The aged Septon Oswyck, who had performed the wedding rites for Jaehaerys and Alysanne, kept the sept on Dragonstone, but a young lady of royal birth required one of her own sex to see to her religious instruction. Queen Alyssa sent three; the formidable Septa Ysabel, and two wellborn novices of Alysanne’s own age, Lyra and Edyth. To take charge of the serving girls and maids of Alysanne’s household, she dispatched Lady Lucinda Tully, the wife of the Lord of Riverrun, whose fierce piety was renowned through all the land. With her came her younger sister, Ella of House Broome, a modest maid whose name had briefly been offered as a match for Jaehaerys. Lord Celtigar’s daughters, so recently scorned by the Hand as being chinless, breastless, and witless, were included as well. (“We had as well get some use of them,” Lord Rogar supposedly told their father.) Three other girls of noble birth made up the remainder of the company, one each from the Vale, the stormlands, and the Reach: Jennis of House Templeton, Coryanne of House Wylde, and Rosamund of House Ball.
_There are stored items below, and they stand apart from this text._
PR #2394, opened 2023-09-01
Admin layereditor vector properties tuning

okauppinen:
- remove add/edit prefix from button labels and use badge
- use badge for filter language options
- group properties and move unique id select to bottom
- fix add/edit detection

For now Badges show how many definitions are made:
- lang based filters count
-  languages for labels count
- formatters for properties count
- 1 for feature filter
- how many properties are selected for language (filter lang select options)

Just noticed that we had already ThemedBadge:
https://github.com/oskariorg/oskari-frontend/blob/master/src/react/components/ThemedBadge.jsx

The difference is that color, showZero and overflowCount can be used. Not sure if is it better to have separate component or use prop as now in Badge -> use ThemedBadge and revert changes for Badge or remove ThemedBadge and change to use <Badge themed/>

image

image


ZakarFin:
I added ThemedBadge some time ago because I thought that by default the badge should use theming, but didn't have time to test if things broke or looked bad if theming was used in all the places badge is used. I still think that useTheme should default to true if we make this change. Then we could remove ThemedBadge.

If we need a non-themed Badge I think we still should have only one Badge and then use `themed=false` on those to make them easier to find.

src/react/components/Badge.jsx
```diff
@@ -2,22 +2,48 @@
...
+}) => {
+    const useTheme = themed && theme;
+    let color = propsColor;
+    if (useTheme) {
+        color = getHeaderTheme(theme).getAccentColor(theme);
+    } else if (inversed) {
+        color = '#333';
+    } else if (!propsColor) {
+        color = '#999';
+    }
```
ZakarFin, line 33: Should we just list the places that badge is used, default themed to true and check if we need non-themed ones and if we can use some colors from theme of constants for inversed color etc.

okauppinen: Removed inversed and themed prop. Added constant for zero. For now badge is rendered disabled like grey color if count is 0 or missing. Theme is used if color isn't given. Removed ThemedBadge.

Inversed true/false was used in layerlist. Changed it to use theme. Changes can be reverted (black badge):
`<Badge count={badgeText} />;`
=>
`<Badge color='#333' count={badgeText} />;`
in layerlist

PR #2414, opened 2023-09-06
display create and last login in mydata

DenverCoder544:
image


ZakarFin:
Looks good for merging, but lets do it in 2.13

PR #2420, opened 2023-09-08
Hide nav on measure/marker tool open

Creaticide:


ZakarFin:
Looks good for merging, but lets do it in 2.13

PR #2422, opened 2023-09-08
Detect mouse, disable mouse coordinates.

Creaticide:
- Util function to detect if user has a mouse.
- Disable mouse coordinates on coordinate popup if no mouse detected.


ZakarFin:
**Before**
Mouse toggle always shown, but the coordinates are not updated when there is no mouse-like device to detect hovering over the map:

image

**After**
No mouse -> no toggle:
image

PR #2429, opened 2023-09-12
Layerlist show coverage

DenverCoder544:


bundles/mapping/mapmodule/plugin/layers/coveragetool/CoverageToolButton.jsx
```diff
@@ -0,0 +1,77 @@
+import React from 'react';
+import { ThemeConsumer } from 'oskari-ui/util';
+import { getNavigationTheme } from 'oskari-ui/theme';
+import { Button } from 'oskari-ui';
+import PropTypes from 'prop-types';
+import styled from 'styled-components';
+const StyledButton = styled(Button)`
```
ZakarFin, line 7: Could we use this instead: https://github.com/oskariorg/oskari-frontend/blob/master/bundles/mapping/mapmodule/MapModuleButton.jsx?

packages/mapping/ol/mapmodule/bundle.js
```diff
@@ -39,6 +39,13 @@ Oskari.clazz.define(
                     'type': 'text/javascript',
                     'src': '../../../../bundles/mapping/mapmodule/plugin/layers/LayersPlugin.ol.js'
                 },
+                /**
+                 * toggle layer coverage button
+                 */
+                {
+                    'type': 'text/javascript',
+                    'src': '../../../../bundles/mapping/mapmodule/plugin/layers/coveragetool/CoverageToolPlugin.js'
```
ZakarFin, line 47: Working towards removing/simplifying the packages/bundle.js: import in https://github.com/oskariorg/oskari-frontend/blob/master/bundles/mapping/mapmodule/AbstractMapModule.js#L35 instead. This also makes this available on the 3d mapmodule which might be broken without this import.

bundles/mapping/mapmodule/plugin/layers/coveragetool/CoverageToolButton.jsx
DenverCoder544: This won't work well when the content of the button is something else than an icon (=text). The text will overflow the tiny button and since additional styling would be necessary anyway then why not go all the way...

ZakarFin:
Useful when the layer covers a smaller area of the whole map:
image

PR #2436, opened 2023-09-15
Markers cluster

okauppinen:
Enable clustering for markers. Changed mapmodule generator cluster style to return style instead  of function to use same cache and style than others (WFS). WFS uses wrapClusterStyleFunction.

Not sure if cluestered markers are wanted everywhere so made it configurable. Maybe we should add prop + plugin modifier for backend.

One problem might be that nearest address markers can be very close.

image


ZakarFin:
There's a request for showing the Oskari infobox and pointing it to a specific marker. We should test if it works with clustering, but other than that this looks good to me.

PR #2438, opened 2023-09-15
Admin-layereditor json fields POC

okauppinen:
Add tab for JSON fields (options, capabilities, attributes, params). Every json have text area to review content. Tools for adding key value pairs to json and deleting key from json. Value is parsed so also Object or Array can be added. So everything but whole json should be added or deleted.

image

image

image

These could be removed:
image
'Show GetCapabilities response' opens xml to new tab so it's little dummy to change tab to compare xml and json
If attributes is removed, setting extra values inside data (e.g. noDataValue) might need ui component. or other solution

Also tempJSON handling can be removed from handler. BTW: not sure why there is so many setters. I often use common(key, value) setter instead of many named(value). 

I think that named keys in WFSLayerOptions.java and WFSLayerAttributes.java could have own inputs in layereditor
`maxFeatures, namespaceURL, noDataValue, commonId`
`labelProperty` -> StyleEditor text tab?


ZakarFin:
Looks good to me.

bundles/admin/admin-layereditor/resources/locale/fi.js
```diff
@@ -113,6 +117,12 @@ Oskari.registerLocalization(
                     "globalWithStyles": "Tasolle on määritetty vain yksi yleinen oletuskarttaselite, vaikka sillä olisi rajapintapalvelusta useita tyylejä käytettävissä. Poista oletuskarttaselite ja määritä mahdolliset tyylikohtaiset karttaselitteet."
                 }
             },
+            "jsonFields": {
```
ZakarFin, line 120: Do we have these translations for swedish?

PR #2440, opened 2023-09-15
Scroll indicator on sidebar.

Creaticide:
Show indicator if navigation can be scrolled for more content.

### DIFF
--- a/src/oskari.dom.js
+++ b/src/oskari.dom.js
@@ -137,8 +137,9 @@ const getNavigationEl = () => {
 }
 
 const setMenuScrollIndicator = () => {
-    const showIndicator = () => {
+    const indicatorNotNeeded = () => {
         const navEl = Oskari.dom.getNavigationEl();
+        if (!navEl) return true;
         const scrollTop = navEl.scrollTop;
         const scrollHeight = navEl.scrollHeight;
         const offsetHeight = navEl.offsetHeight;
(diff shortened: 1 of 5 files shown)


src/oskari.dom.js
```diff
@@ -131,6 +136,43 @@ const getNavigationEl = () => {
...
+    const setIndicator = (event) => {
+        window.requestAnimationFrame(() => {
+            if (indicatorNotNeeded()) {
+                getNavigationEl().classList.remove('show-scroll-icon');
+            } else {
+                getNavigationEl().classList.add('show-scroll-icon');
+            }
+        });
+    };
+    const navElement = document.querySelector('nav#maptools');
```
ZakarFin, line 158: Lets use `Oskari.dom.getNavigationEl();` instead for consistency.

src/react/theme/globalStyles.js
```diff
@@ -33,5 +35,34 @@ export const setGlobalStyle = (theme = {}) => {
...
+        .oskari-root-el > nav {
+            .scroll-indicator {
+                display: none;
+                background-color: ${navColor};
+                border-top: ${headerTheme.getAccentColor()} solid 2px;
+                height: 45px;
+                width: ${navigationDimensions.width}px;
+                pointer-events: none;
+                position: absolute;
+                left: ${navigationDimensions.left}px;
```
ZakarFin, line 48: Isn't left always 0 since the scroll indicator is inside the nav? Now if the navigation is on the right side the indicator will be off screen?

PR #2443, opened 2023-09-18
Layer list empty tool menu fix.

Creaticide:
Hide menu if there is no tools to show or publisher is active.


ZakarFin:
Fixes issues where layerlist is opened in publisher and some tools that are available for layers on geoportal don't work well with publisher trying to show a reduced/embedded map.

PR #2451, opened 2023-09-25
VectorLayer - registerOnly fix

okauppinen:
Fixes for: https://github.com/oskariorg/oskari-frontend/pull/2432

- Update layer options in _updateVectorLayer()
- Remove async layer in removeMapLayerFromMap()
- Async layers are stored on: request + showLayer, registered layer can be added from layerlist to map without request => get ol layer (creates if doesn't exist) and add to map if async layer isn't stored on maplayer add event


ZakarFin:
Fix for thematic maps/statistical data functionality that was not shown properly on map after the async-layer changes

PR #2857, opened 2025-07-28
Bug/OS-3678 larger close button on mobile

AnnikaEloranta:
The flyout tool's close button is now more suitable for mobile use: The button looks the same but the click handler is bound to a larger div around the icon, making it easier to click on mobile.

Queen Alyssa wanted her daughter attended by suitable companions of her own age and station, no doubt, but that was not her sole motivation in sending these ladies to Dragonstone. Septa Ysabel, the novices Edyth and Lyra, and the deeply pious Lady Lucinda and her sister had a further charge. It was the hope of the Queen Regent that these fiercely righteous women might impress upon Alysanne, and mayhaps even Jaehaerys, that for brother to lie with sister was an abomination in the eyes of the Faith. “The children” (as Alyssa persisted in calling the king and queen) were not evil, only young and willful; suitably instructed, they might see the error of their ways and repent their marriage before it tore the realm apart. Or so she prayed.